• **TO DO**: What lines of the data below hold the string "function"? Copy each one out.

Saved data entries:
[Start of Attachment]
PR #444, opened 2022-03-23
Use chrome headless instead of phantom js

dominik-cnx:
As per title, we now use chrome for karma testing.

### DIFF
--- a/gateleen-hook-js/pom.xml
+++ b/gateleen-hook-js/pom.xml
@@ -51,6 +51,23 @@
                             </resources>
                         </configuration>
                     </execution>
+                    <execution>
+                        <id>prepare-js-for-tests</id>
+                        <phase>compile</phase>
+                        <goals>
+                            <goal>copy-resources</goal>
+                        </goals>
+                        <configuration>
+                            <outputDirectory>
+                                ${project.basedir}/target/dist/js
+                            </outputDirectory>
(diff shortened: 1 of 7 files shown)


gateleen-hook-js/src/test/javascript/hook/gateleen-hook.test.js
```diff
@@ -72,25 +72,6 @@ describe('hook', function(){
       $httpBackend.verifyNoOutstandingExpectation();
       $httpBackend.verifyNoOutstandingRequest();
     });
-    it('should create the hook with HTTP PUT from complete URL', function(){
-      $httpBackend.expectPUT('http://server/context/path/_hooks/listeners/http/gateleen-hook-js-0123',
```
dominik-cnx, line 76: The current production code doesn't support this case and it doesn't seem to be in use/required. The tests were not executed on Travis, hence we didn't notice.

gateleen-hook-js/pom.xml
```diff
@@ -98,7 +115,36 @@
                             <arguments>build</arguments>
                         </configuration>
                     </execution>
+                    <execution>
+                        <id>grunt test</id>
```
dominik-cnx, line 119: This is needed to actually execute the test upon Travis build

PR #447, opened 2022-03-24
Refactored RedisMonitor since redisAPI does not return a json anymore…

mcweba:
… but plain text

### DIFF
--- a/gateleen-monitoring/src/main/java/org/swisspush/gateleen/monitoring/RedisMonitor.java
[End of Attachment]
• **RESPONSE BELOW**:
@@ -72,25 +72,6 @@ describe('hook', function(){
-    it('should create the hook with HTTP PUT from complete URL', function(){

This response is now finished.